• Supplied data
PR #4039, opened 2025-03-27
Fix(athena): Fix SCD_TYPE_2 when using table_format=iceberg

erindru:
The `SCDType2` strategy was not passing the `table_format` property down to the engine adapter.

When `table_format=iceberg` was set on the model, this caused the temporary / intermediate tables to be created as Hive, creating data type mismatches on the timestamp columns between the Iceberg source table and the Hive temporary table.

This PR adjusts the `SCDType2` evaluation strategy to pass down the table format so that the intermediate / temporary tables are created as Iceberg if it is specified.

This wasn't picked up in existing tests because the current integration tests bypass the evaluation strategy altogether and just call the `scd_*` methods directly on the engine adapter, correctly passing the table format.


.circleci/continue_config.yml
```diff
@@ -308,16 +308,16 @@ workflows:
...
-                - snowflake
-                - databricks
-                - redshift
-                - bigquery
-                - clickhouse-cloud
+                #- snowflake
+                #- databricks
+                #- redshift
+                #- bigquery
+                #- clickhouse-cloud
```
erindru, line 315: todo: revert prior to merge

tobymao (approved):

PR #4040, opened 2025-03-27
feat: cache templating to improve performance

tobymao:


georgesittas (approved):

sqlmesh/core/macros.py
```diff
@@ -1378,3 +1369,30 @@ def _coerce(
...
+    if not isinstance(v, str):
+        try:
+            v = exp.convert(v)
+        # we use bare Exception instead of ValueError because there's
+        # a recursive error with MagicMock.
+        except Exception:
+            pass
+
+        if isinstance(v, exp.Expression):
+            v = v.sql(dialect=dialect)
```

==

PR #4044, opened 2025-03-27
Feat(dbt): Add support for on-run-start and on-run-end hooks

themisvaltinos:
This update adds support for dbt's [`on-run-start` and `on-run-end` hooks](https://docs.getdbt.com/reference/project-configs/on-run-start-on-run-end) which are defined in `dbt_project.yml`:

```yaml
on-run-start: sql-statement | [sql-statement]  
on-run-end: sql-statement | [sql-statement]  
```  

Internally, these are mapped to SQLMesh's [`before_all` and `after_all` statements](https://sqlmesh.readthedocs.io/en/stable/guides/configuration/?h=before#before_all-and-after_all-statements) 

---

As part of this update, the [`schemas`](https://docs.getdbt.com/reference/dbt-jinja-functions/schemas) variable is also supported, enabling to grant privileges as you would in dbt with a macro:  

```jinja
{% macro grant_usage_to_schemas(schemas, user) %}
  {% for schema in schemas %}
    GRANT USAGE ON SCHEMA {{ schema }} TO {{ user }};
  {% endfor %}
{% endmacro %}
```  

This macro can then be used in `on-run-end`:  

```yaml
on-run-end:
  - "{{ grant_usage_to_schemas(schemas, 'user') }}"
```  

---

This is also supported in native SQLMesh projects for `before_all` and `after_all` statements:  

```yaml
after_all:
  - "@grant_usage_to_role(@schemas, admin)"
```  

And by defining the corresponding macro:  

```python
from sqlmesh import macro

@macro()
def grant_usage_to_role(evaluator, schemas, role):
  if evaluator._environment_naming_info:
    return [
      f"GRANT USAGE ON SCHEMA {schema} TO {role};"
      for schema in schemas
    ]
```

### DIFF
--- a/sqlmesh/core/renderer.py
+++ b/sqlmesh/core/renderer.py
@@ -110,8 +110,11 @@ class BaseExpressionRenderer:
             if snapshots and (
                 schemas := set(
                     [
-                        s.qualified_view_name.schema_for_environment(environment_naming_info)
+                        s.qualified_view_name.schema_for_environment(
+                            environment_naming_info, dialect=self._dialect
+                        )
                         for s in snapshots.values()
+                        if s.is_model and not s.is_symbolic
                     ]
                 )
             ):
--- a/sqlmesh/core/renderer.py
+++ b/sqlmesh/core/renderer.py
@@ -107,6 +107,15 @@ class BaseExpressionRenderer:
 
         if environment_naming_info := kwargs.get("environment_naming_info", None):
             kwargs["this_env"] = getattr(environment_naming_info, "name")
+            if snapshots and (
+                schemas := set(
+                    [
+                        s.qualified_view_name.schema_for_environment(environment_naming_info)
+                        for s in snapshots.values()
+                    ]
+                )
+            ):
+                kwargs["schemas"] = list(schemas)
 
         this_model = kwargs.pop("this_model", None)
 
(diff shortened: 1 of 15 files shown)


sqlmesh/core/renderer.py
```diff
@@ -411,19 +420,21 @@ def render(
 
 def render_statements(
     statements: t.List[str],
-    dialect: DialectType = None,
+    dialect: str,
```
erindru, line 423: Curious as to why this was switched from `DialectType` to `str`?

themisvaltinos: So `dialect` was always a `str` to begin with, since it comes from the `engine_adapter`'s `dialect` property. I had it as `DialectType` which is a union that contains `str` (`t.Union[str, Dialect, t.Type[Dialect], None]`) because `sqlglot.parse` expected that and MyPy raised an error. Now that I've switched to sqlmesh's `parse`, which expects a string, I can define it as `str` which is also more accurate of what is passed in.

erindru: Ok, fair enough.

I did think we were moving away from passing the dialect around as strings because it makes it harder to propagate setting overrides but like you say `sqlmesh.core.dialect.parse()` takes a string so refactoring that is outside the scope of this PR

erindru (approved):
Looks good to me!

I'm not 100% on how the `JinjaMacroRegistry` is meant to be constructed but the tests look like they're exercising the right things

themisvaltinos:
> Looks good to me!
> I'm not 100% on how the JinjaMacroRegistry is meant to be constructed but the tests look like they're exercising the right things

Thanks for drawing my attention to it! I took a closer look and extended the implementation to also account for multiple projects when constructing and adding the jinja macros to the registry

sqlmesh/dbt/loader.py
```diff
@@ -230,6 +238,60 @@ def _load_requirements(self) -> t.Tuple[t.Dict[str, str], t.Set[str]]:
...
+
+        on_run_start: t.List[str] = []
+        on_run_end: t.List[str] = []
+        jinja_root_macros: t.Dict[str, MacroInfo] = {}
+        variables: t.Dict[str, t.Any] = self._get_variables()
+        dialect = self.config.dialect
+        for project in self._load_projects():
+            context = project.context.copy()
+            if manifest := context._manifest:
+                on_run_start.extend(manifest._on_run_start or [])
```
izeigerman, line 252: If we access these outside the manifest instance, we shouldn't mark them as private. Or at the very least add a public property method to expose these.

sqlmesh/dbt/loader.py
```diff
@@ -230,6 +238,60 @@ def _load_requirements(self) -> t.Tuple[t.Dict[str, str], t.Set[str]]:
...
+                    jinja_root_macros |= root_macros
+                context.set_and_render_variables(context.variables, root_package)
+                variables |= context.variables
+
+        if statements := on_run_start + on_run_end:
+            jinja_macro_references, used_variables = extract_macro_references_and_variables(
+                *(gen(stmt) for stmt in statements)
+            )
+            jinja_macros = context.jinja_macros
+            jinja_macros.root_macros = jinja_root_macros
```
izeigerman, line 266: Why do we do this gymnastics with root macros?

• The problem
What is needed is every line of the records above that contains the word "temporary".

• Written reply
When `table_format=iceberg` was set on the model, this caused the temporary / intermediate tables to be created as Hive, creating data type mismatches on the timestamp columns between the Iceberg source table and the Hive temporary table.
This PR adjusts the `SCDType2` evaluation strategy to pass down the table format so that the intermediate / temporary tables are created as Iceberg if it is specified.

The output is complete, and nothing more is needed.